REQUIREMENT
Pick out each line in these entries that contains the string "solid".

GIVEN DATA
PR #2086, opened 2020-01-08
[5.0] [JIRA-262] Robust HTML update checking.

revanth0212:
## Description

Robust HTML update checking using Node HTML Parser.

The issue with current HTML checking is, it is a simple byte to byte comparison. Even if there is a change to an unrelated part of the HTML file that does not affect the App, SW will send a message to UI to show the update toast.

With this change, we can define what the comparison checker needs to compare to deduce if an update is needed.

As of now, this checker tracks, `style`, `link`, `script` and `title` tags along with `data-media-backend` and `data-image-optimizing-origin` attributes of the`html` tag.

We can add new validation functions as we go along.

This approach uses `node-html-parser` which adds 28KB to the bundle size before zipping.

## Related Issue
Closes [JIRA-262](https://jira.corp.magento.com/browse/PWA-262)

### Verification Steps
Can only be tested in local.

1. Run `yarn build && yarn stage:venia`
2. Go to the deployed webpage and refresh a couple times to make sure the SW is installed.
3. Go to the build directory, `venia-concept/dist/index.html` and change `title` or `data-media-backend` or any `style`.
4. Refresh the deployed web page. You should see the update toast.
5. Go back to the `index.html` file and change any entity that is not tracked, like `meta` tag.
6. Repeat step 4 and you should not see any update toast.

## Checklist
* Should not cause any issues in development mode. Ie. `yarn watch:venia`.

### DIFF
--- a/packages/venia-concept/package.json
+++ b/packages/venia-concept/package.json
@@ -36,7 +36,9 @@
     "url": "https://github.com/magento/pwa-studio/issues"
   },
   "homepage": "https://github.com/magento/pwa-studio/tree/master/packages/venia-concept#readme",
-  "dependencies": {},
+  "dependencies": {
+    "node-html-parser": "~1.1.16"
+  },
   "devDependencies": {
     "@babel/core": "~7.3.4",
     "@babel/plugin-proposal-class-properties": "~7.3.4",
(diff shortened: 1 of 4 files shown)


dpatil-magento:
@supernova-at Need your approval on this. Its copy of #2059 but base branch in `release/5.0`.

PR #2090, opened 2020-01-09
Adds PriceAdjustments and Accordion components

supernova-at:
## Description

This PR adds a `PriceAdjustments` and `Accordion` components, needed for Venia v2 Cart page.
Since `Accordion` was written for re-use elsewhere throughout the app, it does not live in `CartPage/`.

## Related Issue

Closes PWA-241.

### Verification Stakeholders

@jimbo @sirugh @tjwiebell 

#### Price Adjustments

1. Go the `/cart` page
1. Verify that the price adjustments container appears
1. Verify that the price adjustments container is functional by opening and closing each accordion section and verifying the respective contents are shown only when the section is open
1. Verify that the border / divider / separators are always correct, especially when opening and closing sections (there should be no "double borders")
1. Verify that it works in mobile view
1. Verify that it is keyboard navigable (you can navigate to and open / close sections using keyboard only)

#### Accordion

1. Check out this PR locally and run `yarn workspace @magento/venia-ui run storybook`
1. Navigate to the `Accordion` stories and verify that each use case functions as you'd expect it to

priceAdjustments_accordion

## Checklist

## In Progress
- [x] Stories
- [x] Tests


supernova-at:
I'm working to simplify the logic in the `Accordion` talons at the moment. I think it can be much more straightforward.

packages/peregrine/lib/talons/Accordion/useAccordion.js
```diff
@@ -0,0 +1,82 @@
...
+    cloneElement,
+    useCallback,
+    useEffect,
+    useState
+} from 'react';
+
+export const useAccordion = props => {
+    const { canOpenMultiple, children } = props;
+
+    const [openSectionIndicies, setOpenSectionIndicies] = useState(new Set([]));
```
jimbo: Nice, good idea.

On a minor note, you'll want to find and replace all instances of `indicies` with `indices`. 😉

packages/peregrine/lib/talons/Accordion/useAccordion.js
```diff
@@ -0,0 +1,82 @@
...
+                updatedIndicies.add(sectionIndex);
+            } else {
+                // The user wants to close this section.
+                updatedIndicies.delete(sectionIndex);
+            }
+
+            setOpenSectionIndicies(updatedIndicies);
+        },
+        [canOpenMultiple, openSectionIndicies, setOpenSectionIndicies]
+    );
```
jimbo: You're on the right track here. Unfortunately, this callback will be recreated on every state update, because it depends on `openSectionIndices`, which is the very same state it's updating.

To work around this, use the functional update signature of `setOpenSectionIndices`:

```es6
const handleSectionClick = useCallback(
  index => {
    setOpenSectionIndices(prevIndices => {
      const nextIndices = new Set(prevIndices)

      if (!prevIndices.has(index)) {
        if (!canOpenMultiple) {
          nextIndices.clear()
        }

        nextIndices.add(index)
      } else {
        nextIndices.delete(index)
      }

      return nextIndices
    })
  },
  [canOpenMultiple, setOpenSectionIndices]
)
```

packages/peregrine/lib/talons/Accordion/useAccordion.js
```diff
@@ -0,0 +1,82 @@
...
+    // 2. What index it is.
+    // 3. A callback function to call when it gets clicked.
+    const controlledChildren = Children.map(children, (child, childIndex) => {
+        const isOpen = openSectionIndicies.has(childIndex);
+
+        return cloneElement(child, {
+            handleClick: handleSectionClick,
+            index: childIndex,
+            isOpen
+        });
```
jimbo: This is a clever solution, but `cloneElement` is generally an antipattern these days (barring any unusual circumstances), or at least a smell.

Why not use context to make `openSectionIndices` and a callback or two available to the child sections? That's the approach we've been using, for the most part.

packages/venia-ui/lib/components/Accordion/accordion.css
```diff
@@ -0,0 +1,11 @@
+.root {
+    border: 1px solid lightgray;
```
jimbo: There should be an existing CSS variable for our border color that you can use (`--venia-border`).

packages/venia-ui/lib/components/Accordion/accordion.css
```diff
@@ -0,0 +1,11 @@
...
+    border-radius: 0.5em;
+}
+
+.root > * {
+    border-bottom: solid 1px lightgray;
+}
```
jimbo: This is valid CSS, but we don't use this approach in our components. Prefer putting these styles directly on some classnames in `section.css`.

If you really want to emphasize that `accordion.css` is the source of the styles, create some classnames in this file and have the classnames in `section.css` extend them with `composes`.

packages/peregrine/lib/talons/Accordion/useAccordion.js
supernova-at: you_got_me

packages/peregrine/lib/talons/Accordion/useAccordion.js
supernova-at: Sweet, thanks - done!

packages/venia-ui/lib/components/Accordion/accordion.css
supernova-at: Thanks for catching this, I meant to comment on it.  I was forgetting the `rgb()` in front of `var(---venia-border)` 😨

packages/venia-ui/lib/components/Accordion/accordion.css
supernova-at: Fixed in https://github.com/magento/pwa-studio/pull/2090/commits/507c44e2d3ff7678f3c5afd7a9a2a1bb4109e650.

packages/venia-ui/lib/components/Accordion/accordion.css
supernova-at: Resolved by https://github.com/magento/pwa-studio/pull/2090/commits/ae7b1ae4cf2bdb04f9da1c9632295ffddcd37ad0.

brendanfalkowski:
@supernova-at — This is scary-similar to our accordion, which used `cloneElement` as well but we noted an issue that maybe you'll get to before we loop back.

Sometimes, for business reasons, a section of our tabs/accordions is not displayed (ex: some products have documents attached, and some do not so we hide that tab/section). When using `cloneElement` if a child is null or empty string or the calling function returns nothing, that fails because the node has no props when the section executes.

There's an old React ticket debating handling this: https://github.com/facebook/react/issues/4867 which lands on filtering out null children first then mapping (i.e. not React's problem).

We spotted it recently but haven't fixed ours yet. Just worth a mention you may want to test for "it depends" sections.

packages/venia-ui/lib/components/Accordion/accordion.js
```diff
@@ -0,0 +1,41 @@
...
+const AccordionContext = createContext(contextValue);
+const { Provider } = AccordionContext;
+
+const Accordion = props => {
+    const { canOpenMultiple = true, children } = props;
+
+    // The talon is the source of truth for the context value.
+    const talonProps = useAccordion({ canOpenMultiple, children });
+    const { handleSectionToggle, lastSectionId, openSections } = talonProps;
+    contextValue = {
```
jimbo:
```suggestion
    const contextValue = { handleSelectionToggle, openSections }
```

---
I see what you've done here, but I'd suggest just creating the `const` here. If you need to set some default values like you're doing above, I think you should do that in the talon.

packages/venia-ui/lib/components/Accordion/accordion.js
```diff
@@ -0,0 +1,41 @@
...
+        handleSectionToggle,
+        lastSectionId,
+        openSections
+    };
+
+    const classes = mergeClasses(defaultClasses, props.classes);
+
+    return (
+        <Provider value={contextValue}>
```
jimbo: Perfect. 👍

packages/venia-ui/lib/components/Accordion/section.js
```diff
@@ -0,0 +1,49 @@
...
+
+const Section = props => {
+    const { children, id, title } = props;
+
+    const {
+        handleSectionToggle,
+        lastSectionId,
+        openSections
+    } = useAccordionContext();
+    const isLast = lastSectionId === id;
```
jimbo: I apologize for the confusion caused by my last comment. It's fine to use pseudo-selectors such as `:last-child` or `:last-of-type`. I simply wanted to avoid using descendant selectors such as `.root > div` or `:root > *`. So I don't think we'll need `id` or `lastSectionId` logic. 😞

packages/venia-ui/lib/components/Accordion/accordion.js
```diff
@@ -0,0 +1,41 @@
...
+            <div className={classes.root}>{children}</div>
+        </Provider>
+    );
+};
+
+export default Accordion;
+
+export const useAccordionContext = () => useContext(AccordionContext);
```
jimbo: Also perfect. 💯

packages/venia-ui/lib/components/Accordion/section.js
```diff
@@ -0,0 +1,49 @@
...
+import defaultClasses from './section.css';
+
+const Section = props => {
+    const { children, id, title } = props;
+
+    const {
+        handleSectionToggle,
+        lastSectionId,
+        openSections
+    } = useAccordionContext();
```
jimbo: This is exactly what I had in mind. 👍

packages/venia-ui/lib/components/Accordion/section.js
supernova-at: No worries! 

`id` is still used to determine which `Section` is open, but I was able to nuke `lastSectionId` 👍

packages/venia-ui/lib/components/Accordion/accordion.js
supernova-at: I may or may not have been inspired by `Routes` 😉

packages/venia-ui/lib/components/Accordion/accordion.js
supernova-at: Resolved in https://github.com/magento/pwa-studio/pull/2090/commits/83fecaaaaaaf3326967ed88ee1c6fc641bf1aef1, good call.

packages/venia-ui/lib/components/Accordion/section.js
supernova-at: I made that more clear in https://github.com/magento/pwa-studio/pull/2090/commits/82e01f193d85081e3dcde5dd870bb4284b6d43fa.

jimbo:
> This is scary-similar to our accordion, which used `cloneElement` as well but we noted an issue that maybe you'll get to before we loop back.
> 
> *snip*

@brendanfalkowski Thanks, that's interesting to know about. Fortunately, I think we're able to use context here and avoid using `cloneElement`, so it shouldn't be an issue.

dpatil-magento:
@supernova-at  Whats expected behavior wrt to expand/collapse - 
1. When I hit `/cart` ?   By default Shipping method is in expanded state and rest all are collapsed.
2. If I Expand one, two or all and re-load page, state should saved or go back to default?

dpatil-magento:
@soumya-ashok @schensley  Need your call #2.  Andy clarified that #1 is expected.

ANSWER BELOW
+    border: 1px solid lightgray;
+    border-bottom: solid 1px lightgray;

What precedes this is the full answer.